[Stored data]
Segment Open

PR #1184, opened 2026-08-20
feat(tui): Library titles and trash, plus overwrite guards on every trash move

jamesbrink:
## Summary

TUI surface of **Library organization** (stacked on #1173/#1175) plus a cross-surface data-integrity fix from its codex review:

Segment Closed

What the exercise asks → Within the entries above, how many lines contain the word "Library"? State the number only.

Solution for this task → 2